Goole’s New AI Can Pick Your Best Selfies

Google is clearly one of the leading powers when it comes to Artificial Intelligence advances, as it seems every other week we have some kind of new research on the topic coming from them. This time around, it’s about an AI that can figure out whether humans would like a certain picture or not.

Google has been relying on artificial intelligence for many of its tools, including ones like Photos, where you can search for “blue hat” for instance and have the app search through all your uploaded pictures and return the ones where you are wearing a blue hat.. or someone else is, or something looks like one. It’s hit and miss sometimes. This time around, however, they used a new process called neural image assessment (NIMA) which uses deep learning to train a convolutional neural network to hand out image ratings.

The white paper the team published claims they’ve managed to create a way for the AI to score images reliably with high correlation to human perception. What’s even cooler is the fact that it can also be used to adapt and optimize photo editing and enhancement algorithms.

So, what can this be useful for? Well, regular users could see this feature in Photos for instance. Open up a photo you took, tap “edit” and check out what adjustments the system advises you to make in order to make your photo more likeable. Professionals photographers, on the other hand, could benefit even more from this by having the software pick out the best shot from a string of 20-50 pictures, or helping them perfect the basic adjustments with just a button tap.

Take another example.
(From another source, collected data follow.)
PR #695, opened 2021-07-08
pancan: initial activity routes

yufengwng:
Add some initial routes so we can start seeing some activities.


aglushko-broad:
thanks!

aglushko-broad (approved):

PR #701, opened 2021-07-12
Rare-X / RefId 19/20b

aleksey-kuznetsov:
- Added help message on dashboard page
- Default to open participant activities row when there is only 1 participant in the list


yufengwng (dismissed):
I see we've added a quick help tip right above the participant list, and we're automatically expanding the single row whenever we load data or right after deleting participant. LGTM!

yufengwng (approved):

PR #4987, opened 2022-09-01
Added logs for domainName empty situation

abhishekj720:
**What changed?**
-- added logs before returning to the base case. 

**Why?**
-- Added logs to understand where the program failed, and reason of failing.

**How did you test it?**
-- Tested Locally

**Potential risks**
No potential risks

**Release notes**
N/A

**Documentation Changes**
N/A


service/frontend/adminHandler.go
```diff
@@ -447,6 +447,7 @@ func (adh *adminHandlerImpl) deleteWorkflowFromHistory(
 		}
 		domainName, err := adh.GetDomainCache().GetDomainName(mutableState.ExecutionInfo.DomainID)
 		if err != nil {
+			logger.Error("Unexpected: Cannot fetch domain name", tag.Error(err))
 			return false
```
Shaddoll, line 451: Can we do `continue` here?

service/worker/scanner/history/scavenger.go
```diff
@@ -262,6 +262,8 @@ func (s *Scavenger) startTaskProcessor(
 					}
 					domainName, err := s.domainCache.GetDomainName(task.domainID)
 					if err != nil {
+						s.logger.Error("Not able to fetch domain name",
+							getTaskLoggingTags(err, task)...)
 						return
```
Shaddoll, line 267: we need to send the error to the channel, and also do `continue` instead of `return`.
See how we handle other errors in this func.

Shaddoll (approved):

You get a new puppy. In the first hour after bringing it home, you take maybe 100 photos, maybe more. But then, which ones will you post on Facebook, or Instagram, or Twitter? Well, the AI can help you pick the best ones that will quite likely earn you the most likes from your friends. Or maybe you’re into taking loads of selfies and you can’t decide which one to post.

The NIMA model uses a ten-point rating scale, handing out scores after analyzing specific pixels in an image and the overall way the image looks. This also means that this AI won’t just be useful for humans in the ways we mentioned above, but also on its own. This technology could eventually be used to help this AIs try its “hand” at getting a bit creative. We already have AIs composing music, or reinventing Christmas tracks so it wouldn’t be too far off to have AIs putting together some kind of visual art in the future.

This new solution from Google’s own labs is also a step forward in having AI understand humans more, although that part is still far off into the distance.